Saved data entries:
════════════════

PR #8037, opened 2019-05-20
Vision: add system tests for product resource management.

brendanlundy:


vision/tests/system.py
```diff
@@ -202,3 +205,98 @@ def test_update_product_set(self):
...
+            display_name="product display name", product_category="apparel"
+        )
+        product_id = "product" + unique_resource_id()
+        product_path = self.ps_client.product_path(
+            project=PROJECT_ID, location=self.location, product=product_id
+        )
+        self.products_to_delete.append(product_path)
+        response = self.ps_client.create_product(
+            parent=self.location_path, product=product, product_id=product_id
+        )
```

════════════════

== Exercise instructions ==
Once you have read the data, copy all of it out exactly.

== Result of the task ==
PR #8037, opened 2019-05-20
Vision: add system tests for product resource management.

brendanlundy:


vision/tests/system.py
```diff
@@ -202,3 +205,98 @@ def test_update_product_set(self):
...
+            display_name="product display name", product_category="apparel"
+        )
+        product_id = "product" + unique_resource_id()
+        product_path = self.ps_client.product_path(
+            project=PROJECT_ID, location=self.location, product=product_id
+        )
+        self.products_to_delete.append(product_path)
+        response = self.ps_client.create_product(
+            parent=self.location_path, product=product, product_id=product_id
+        )
```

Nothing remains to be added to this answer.